What is Spanish? A linguist’s perspective
Posted on Jul 17, 2018 by Trevor in Misc
Below is a transcript of linguist John McWhorter explaining why trying to create “tidy categories” of languages isn’t a good way of understanding how they work in reality. He uses Spanish and its many variants and related languages as an example. This is from his lecture series “The Story of Human Language”.
Spain
First we start in Spain. It’s a bundle of dialects. Castilian Spanish is one dialect. That one happens to have gotten into the books.
But there are other dialects in Spain. Now, if you think of a map, then you know that Portugal is next door to Spain, and if you picture the map, you realize that the boundary between Portugal and Spain is just artificial, and that in terms of land, really we are just dealing with Iberia. So as we would expect, Spanish shades into Portuguese, particularly through varieties like Galician. And so if we were not dealing with two separate “nations” on Iberia, then we would just think of Spanish and Portuguese as variations on the same thing. They’re partly mutually intelligible, and especially that’s the case on the page.
The New World
Then, in the New World, because of the Spanish colonial phase there are hundreds of dialects of Latin American Spanish. They differ from Castilian Spanish on all levels, not only words
but in the sound systems (the Castilian “th” is not in Latin America) and then there are all sorts of grammatical differences. And so that’s a whole different bunch of Spanishes.
But then, in Ecuador, this Latin American Spanish mixed with Quechua and became Media Lengua. … And actually, there’s a kind of a continuum. There are many Media Lenguas that are pure Quechua with just Spanish words, then in between there are various varieties where Spanish plays more of a part in the grammar. So that’s generally the way things go. So Media Lengua is an extreme.
There are two Spanish creoles in the New World. One of them is Papiamento, which is spoken in Curaçao. And then another one is spoken in Colombia in a small town called El Palenque de San Basilio. And it is spoken by slaves who escaped to that place from the coast and founded their own communities. Palenquero is slowly dying, it seems at this point, and it was only actually discovered in the early 1970s. But it is there.
Then, in the Philippines, there are Spanish creoles. Many of them seem to be in danger, but they are there. They seem to be a kind of a dialect complex, so they’re not completely separate languages. They seem to be variations on one thing, but the variation is pretty wide. And so they are there.
Then in the United States, there is a new dialect of Spanish forming that has a great many English words and some influence from English grammar. That’s all that Spanglish is. We associate it with the nitty gritty of real life, and how people evaluate these things, and the Spanish we’ve seen on the page. But really, a Martian looking [at this from afar] would say there’s a new kind of Spanish mixing in new ways, just like Media Lengua did, just like Papiamento and Palenquero and the Philippine creoles did. Now there’s this new Spanish.

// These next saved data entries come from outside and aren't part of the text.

PR #109, opened 2025-01-28
Fix docs build

saitcakmak:
Updates sphinx configuration to:
- Make jaxtyping parsing compatible with the latest version.
- Update the link to pytorch artifacts.
- Suppress a couple types of warnings

Also removes unused uncompyle6 dependency from the setup.py.


Balandat (approved):
thanks!

PR #117, opened 2025-11-26
increase the default max Cholesky size to 50000

### LINKED ISSUE #116: [Inference] The Default Threshold for Cholesky Decomposition
The default threshold for Cholesky decomposition (as opposed to CG) is 800, which seems to be very small.

https://github.com/cornellius-gp/linear_operator/blob/dbed373575224988a5da4fe9a67c44ae153849f0/linear_operator/settings.py#L392-L400

I was a bit surprised that an exact GP trained on 1000 data points was using CG for inference. Because I somehow vaguely remember this threshold was increased to `6000` a long time ago. (I tried to find relevant issues/PRs for reference but I couldn't. So maybe it's my hallucination.)

In any case, this threshold was set 6 years ago. Hardware are much better nowadays. Any thoughts on increasing this threshold? Probably need to benchmark inference speed again.

kayween:
as titled

### DIFF
--- a/linear_operator/settings.py
+++ b/linear_operator/settings.py
@@ -331,6 +331,7 @@ class fast_computations:
     .. _GPyTorch Blackbox Matrix-Matrix Gaussian Process Inference with GPU Acceleration:
         https://arxiv.org/pdf/1809.11165.pdf
     """
+
     covar_root_decomposition = _fast_covar_root_decomposition
     log_prob = _fast_log_prob
     solves = _fast_solves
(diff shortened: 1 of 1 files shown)


gpleiss:
50000 seems like too much for older GPUs. Is there some way we could try 50000, and then adjust if we get OOM errors?

kayween:
Sounds reasonable. I will put together a prototype and update this PR.

Balandat:
Also, lots of people run stuff on CPU and so we definitely want to be careful about cranking the size up too much by default...

Issue #113, opened 2025-10-08
[Proposal] Remove jaxtyping dependency


Balandat:
`jaxtyping` was added as a dependency in https://github.com/cornellius-gp/linear_operator/pull/42. Since then I have not seen any updates that uses that functionality. But it caused some maintenance work both for this repo (https://github.com/search?q=repo%3Acornellius-gp%2Flinear_operator+jaxtyping&type=commits) and has also recently led to a breakage in our internal codebase b/c of some incompatibilities between jaxtypig and jax due to some numpy version issue. I have a strong sense that the added complexity and maintenance headache is not worth the trouble. 

Proposal: Remove the jaxtyping dependency. 

Options: 
- Straightforward: Remove typing code and dependency outright
- Workaround: Manually create no-op `Float`/`Long` type classes to keep the jaxtyping syntax. 

@gpleiss, @corwinjoy, any thoughts?

Balandat:
@gpleiss, @corwinjoy - speak now or forever hold your peace.

corwinjoy:
Removing this sounds reasonable to me. When I added these checks I was hoping for much stronger typing on the shapes and sizes. Unfortunately, many of the routines have quite variable output which blocks strong type checks. Also, the errors are not that easy to read. So, if you feel it is better removed, I understand.

PR #121, opened 2026-02-03
Remove jaxtyping dependency

Balandat:
Gets rid of the jaxtyping dependency as proposed in #113 (due to limited value and causing dependency issues in some places).


Balandat:
`run_small_type_checked_test_suite` shows up as expected but of course won't complete since removed

.gitignore
```diff
@@ -1,3 +1,6 @@
+# Claude
+CLAUDE.md
+
```
kayween, line 3: I am assuming this is the prompt for Claude? Let's remove it.

jacobrgardner (approved):
This was a pretty big one of very "samey" changes but I scrolled through slowly and they all looked right to me.

kayween:
Looks good to me as well.

.gitignore
Balandat: I guess I'm adding it here so the prompt doesn't get included when people use claude, do you want me to remove it from .gitignore so we can consider committing a version of the prompt?

Balandat: Let me merge this for now; we can remove CLAUDE.md from .gitignore in a separate PR if we think that's the right move.

kayween: I don't think we should commit the prompt.

I initially thought these lines were added by mistake (since they seemed to be unrelated to this PR), and so I wanted to flagged these lines. But it looks like this gitignore entry was added intentionally. So we are all set here!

So that is what Spanish is. Spanish starts out, we want to remember, as one of a bunch of variations on Latin that happened to form in Europe, which is only considered a continent because such big stuff went down there. If you look at a map, Europe actually is just one part of Eurasia. It’s just a peninsula really. But if we’re gonna call Europe a continent, then Spanish was just one version of Latin that happened in one little part of what is really just one little peninsula of Asia. And so, that happens to have spread because of unusual colonial proclivities of its people a long time ago. (Just think of Spain: what Spain is now, and what Spain was then. There was a time when the Spanish and the Portuguese ruled the world. Truly amazing. It’s a fun fact.)
But in any case, that’s all that Spanish was. Now it’s spread all over the place, and of course it’s changed. All sorts of varieties of Spanish bleed into varieties of other things. And then you’ve got creoles that are affected by other languages to varying extents.
Other Languages
Portuguese exists, not only in Portugal, but in Brazil, and Africa, and south and southeast Asia. And then the one in Brazil has semi-creole varieties. The Brazilian Portuguese of most people in Brazil is quite different from the continental Portuguese that one might learn in a book.
And then there are various Portuguese creoles and they exist on the west coast of Africa, they exist in India (and a lot more than one), and then there are various ones in Indonesia. All of these vary in terms of how Portuguese they are, how indigenous they are. And this is a reality for a great many “languages” in the world. I could say the same sorts of things about Dutch and German in particular. All people speak complex varieties of language. They differ in a clinal, continuum sense from one another, and are often very difficult to assign to tidy classes.
But this is the wonder of what language is really like.